[Records for this exercise]
PR #11968, opened 2026-04-18
test(inovelli): add VZM31-SN and VZM30-SN definition integration tests (phases 4-5)

rohankapoorcom:
## Summary

Adds end-to-end integration tests for Inovelli **VZM31-SN** (2-in-1 dimmer) and **VZM30-SN** (on/off switch) device definitions, completing phases 4 and 5 of the Inovelli comprehensive test plan. Each test exercises the full definition lookup + `configure()` pipeline and asserts structural properties of the resulting device: `meta`, `fromZigbee` fingerprints, `toZigbee` keys (both inclusion and omission), exposes, and per-endpoint `bind` / `read` / `write` / `configureReporting` calls.

Motivated by the observation that the built-in `assertDefinition` helper relies on referential equality for `fromZigbee` / `toZigbee` converter arrays — which does not work for Inovelli's factory-generated \`fzLocal\` / \`tzLocal\` converters. A new \`assertInovelliIntegration\` helper performs structural fingerprint comparisons instead, making these integration tests stable regardless of internal converter identity.

### VZM31-SN (phase 4)
- Firmware **3.07** happy path: full integration shape (8 fromZigbee converters, EP1 bind + 13 reads + 3 reporting calls, EP2 \`manuSpecificInovelli\` bind, multi-endpoint meta with \`state/power/energy/brightness\` skip list, all firmware-gated attributes present).
- Firmware **2.18** regression guard: verifies that \`dimmingAlgorithm\`, \`auxDetectionLevel\`, and \`dumbDetectionLevel\` reads are **not** issued, while common attributes (\`switchType\`, \`fanControlMode\`) remain.

### VZM30-SN (phase 5)
- Firmware **3.07** full integration shape: 10 fromZigbee converters (adds \`msTemperatureMeasurement\` + \`msRelativeHumidity\`), EP1 bind of 7 clusters + 15 reads + 5 reporting calls (including multi-attribute \`haElectricalMeasurement\` reporting for \`activePower\` / \`rmsCurrent\` / \`rmsVoltage\`), multi-endpoint meta with extended skip list including \`voltage/current/temperature/humidity\`.
- Asserts switch-specific **omissions** (\`dimmingAlgorithm\`, \`auxDetectionLevel\`, \`dumbDetectionLevel\` are explicitly absent from \`toZigbee\`).
- Asserts switch-specific **inclusions** not present on VZM31 (\`current\`, \`voltage\`, \`temperature\`, \`humidity\`).

## New helper

[...]

PR #11980, opened 2026-04-20
test(inovelli): add VZM32-SN definition integration test (phase 6)

rohankapoorcom:
## Summary

Adds an end-to-end integration test for the Inovelli **VZM32-SN** (mmWave Zigbee Dimmer) device definition, completing phase 6 of the Inovelli comprehensive test plan. Continues the hardening effort from #11951 (phases 1–3) and #11968 (phases 4–5); builds on the `assertInovelliIntegration` helper introduced in #11968, which uses structural fingerprint comparisons (not referential equality) so it works with Inovelli's factory-generated `fzLocal` / `tzLocal` converters.

VZM32-SN is the most feature-dense Inovelli dimmer — it exposes **dual custom clusters** (`manuSpecificInovelli` + `manuSpecificInovelliMMWave`) on endpoint 1 alongside standard `haElectricalMeasurement`, `seMetering`, `msIlluminanceMeasurement`, and `msOccupancySensing`, plus a `manuSpecificInovelli` binding on endpoint 2. Phase 6 locks in the exact integration shape this model produces.

### VZM32-SN integration test
- **15** `fromZigbee` converter fingerprints covering light, device, mmWave, electricity meter, illuminance, and occupancy.
- **75** `toZigbee` keys spanning light, LED effects, both Inovelli parameter sets (standard + mmWave), control commands, electricity meter, illuminance, and occupancy.
- **106** expose fingerprints (sorted, exact match), including mmWave-specific exposes (`mmwave_areaX_occupancy`, `mmwave_targets`, `mmwave_control_commands`, and the full set of mmWave detection / area parameters) alongside standard light, power, and sensor exposes.
- Per-endpoint **bind / read / write / configureReporting** assertions:
  - EP1 binds 8 clusters (`genOnOff`, `genLevelCtrl`, `manuSpecificInovelli`, `manuSpecificInovelliMMWave`, `haElectricalMeasurement`, `seMetering`, `msIlluminanceMeasurement`, `msOccupancySensing`).
  - EP1 issues **18 reads** across 6 clusters (chunked reads for both custom clusters plus the standard sensor clusters) and **0 writes**.
  - EP2 binds only `manuSpecificInovelli`; EP3 binds nothing.
  - 5 `configureReporting` calls on EP1 (`genOnOff`, `haElectricalMeasurement`, `seMetering`, `msIlluminanceMeasurement`, `msOccupancySensing`) with specific min / max / reportableChange values.
- **mmWave query_areas** assertion: the test verifies the `manuSpecificInovelliMMWave.mmWaveControl` command with `{controlID: 2}` is issued during `configure()`.

### Firmware-gating regression guard
A second test asserts that `dimmingAlgorithm`, `auxDetectionLevel`, and `dumbDetectionLevel` never appear in VZM32-SN exposes (and are never read at configure-time), regardless of firmware — these attributes have no `addedInFirmware[VZM32]` entry and are gated off by the model config. Baseline dimmer attributes (`switchType`, `dimmingSpeedUpRemote`) are still verified present.

## New helper capability

Extends `assertInovelliIntegration` with an optional **`commands`** expectation field, mapping endpoint ID → list of `{cluster, command, payload}` entries to assert via `endpoint.command(...)` call inspection. Needed here for the mmWave `query_areas` command, and reusable by future integration tests that need to assert command-side configure behavior (not just bind / read / write / reporting).

## Cleanup

- Corrected unrealistic firmware strings in the pre-existing VZM32-SN firmware-gating tests: VZM32 only ships with 1.x firmware, so `"2.18"` / `"3.05"` were replaced with `"1.0"` / `"1.15"` (the `it.each` titles updated to `"early 1.x firmware"` / `"later 1.x firmware"`). These tests still exercise the same "firmware does not affect VZM32 exposes" behavior — VZM32's own `modelValues` entries don't carry the `conditionalValues` keyed on `[3, 0]`, so any 1.x firmware yields the same result as the prior 2.x / 3.x strings.

## Test plan

- [x] `pnpm test` — full suite passes (146 tests in `inovelli.test.ts`, all green).
- [x] `pnpm run build` — succeeds, 4232 definitions processed.
- [x] `pnpm run check` — no new lint errors.
- [x] VZM32-SN configure pipeline exercised: binds, chunked reads across both custom clusters, reporting, and mmWave `query_areas` command all asserted.
- [x] Firmware-gating regression: dimmingAlgorithm / auxDetectionLevel / dumbDetectionLevel confirmed absent on any 1.x firmware.

## Related

- Follows #11951 (phases 1–3) and #11968 (phases 4–5, VZM31-SN / VZM30-SN).
- Phase 7 (VZM35-SN / VZM36 integration) will follow in a separate PR.

### DIFF
--- a/test/inovelli.test.ts
+++ b/test/inovelli.test.ts
@@ -172,6 +172,8 @@ function fzFingerprint(converter: {cluster: string | number; type: string | stri
 
 type ReportingItemExpectation = {attribute: string; min: number; max: number; change: number | null | "NaN"};
 type ReportingCallExpectation = {cluster: string; items: ReportingItemExpectation[]};
+/** Expected `endpoint.command(cluster, command, payload, ...)` call during `configure()`. */
+type CommandCallExpectation = {cluster: string; command: string; payload: Record<string, unknown>};
 
 interface IntegrationAssertion {
     model: string;
@@ -186,6 +188,8 @@ interface IntegrationAssertion {
     readClusters?: Record<number, string[]>;
     writeCount: Record<number, number>;
     configureReporting: Record<number, ReportingCallExpectation[]>;
+    /** Optional: assert that specific `endpoint.command(...)` calls were made during `configure()` (e.g. mmWave query_areas). */
+    commands?: Record<number, CommandCallExpectation[]>;
 }
 
 /** Assert a full Inovelli device definition against its configure-time side effects. */
@@ -250,6 +254,12 @@ async function assertInovelliIntegration(e: IntegrationAssertion): Promise<Defin
                 }
             });
         });
+
+        for (const want of e.commands?.[ep.ID] ?? []) {
+            const match = (ep.command as ReturnType<typeof vi.fn>).mock.calls.find((call) => call[0] === want.cluster && call[1] === want.command);
+            expect(match, `command ${want.cluster}.${want.command} (EP${ep.ID})`).toBeDefined();
+            expect(match?.[2]).toStrictEqual(want.payload);
+        }
     }
 
     return definition;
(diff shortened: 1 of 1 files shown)


Koenkk:
Thanks!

[Exercise]
Only one part of the material above is to be transcribed, namely the lines starting with the line that has "- Asserts switch-specific **omissions**" and going on through the line that has "PR #11980, opened 2026-04-20", exactly as they stand.

[Reply]
- Asserts switch-specific **omissions** (\`dimmingAlgorithm\`, \`auxDetectionLevel\`, \`dumbDetectionLevel\` are explicitly absent from \`toZigbee\`).
- Asserts switch-specific **inclusions** not present on VZM31 (\`current\`, \`voltage\`, \`temperature\`, \`humidity\`).

## New helper

[...]

PR #11980, opened 2026-04-20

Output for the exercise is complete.